*What is expected*
Write out again, please, the records below from the first line to the line holding "Originally we made", inclusive, and nothing else.

*Input material*
================================

PR #76, opened 2016-03-19
defer RPC callback execution to HG_Trigger()

### LINKED ISSUE #61: Have HG_Trigger trigger the RPC callback
Originally we made HG_Trigger to trigger the user callbacks passed to the operations that have completed, not the actual RPC callback. The RPC callback is executed as soon as the RPC request is received, which can be source of problems.
Currently, a user callback is placed onto the trigger completion queue only when an HG operation completes, i.e. for now 2 cases: when a HG_Forward operation completes or when a HG_Response completes. The RPC callback itself gets invoked when something is received, which is not considered as an HG operation complete.

carns:
Fixes #61 

- instead of executing RPC handlers directly within HG_Progress, instead
  queue it up to be executed during HG_Trigger() call
- this avoids deadlocks in some concurrent servers that don't expect
  RPC handler work to be performed while calling Progress()

### DIFF
--- a/src/mercury_core.c
+++ b/src/mercury_core.c
@@ -63,6 +63,7 @@ struct hg_context {
     hg_class_t *hg_class;                         /* HG class */
     hg_bulk_context_t *bulk_context;              /* HG bulk context */
     hg_queue_t *completion_queue;                 /* Completion queue */
+    hg_queue_t *rpc_completion_queue;             /* Completion queue of RPCs to invoke */
     hg_thread_mutex_t completion_queue_mutex;     /* Completion queue mutex */
     hg_thread_cond_t completion_queue_cond;       /* Completion queue cond */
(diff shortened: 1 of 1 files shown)


soumagne:
I see that you added another queue, was it needed or this was more to distinguish the rpc execution callback from the other callbacks?

carns:
The latter.  I wasn't sure if there was a way to differentiate between the two cases based on just the hg_handle so I put them in separate queues.  If there is a way to tell them apart then we can simplify the patch by putting them all in the same completion queue, I think.

soumagne:
I merged it manually, not sure I followed the official github procedure on this one... :/

soumagne:
I also simplified the patch

carns:
Thanks @soumagne!  That looks much cleaner with a single completion queue.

================================

*Solution*
PR #76, opened 2016-03-19
defer RPC callback execution to HG_Trigger()

### LINKED ISSUE #61: Have HG_Trigger trigger the RPC callback
Originally we made HG_Trigger to trigger the user callbacks passed to the operations that have completed, not the actual RPC callback. The RPC callback is executed as soon as the RPC request is received, which can be source of problems.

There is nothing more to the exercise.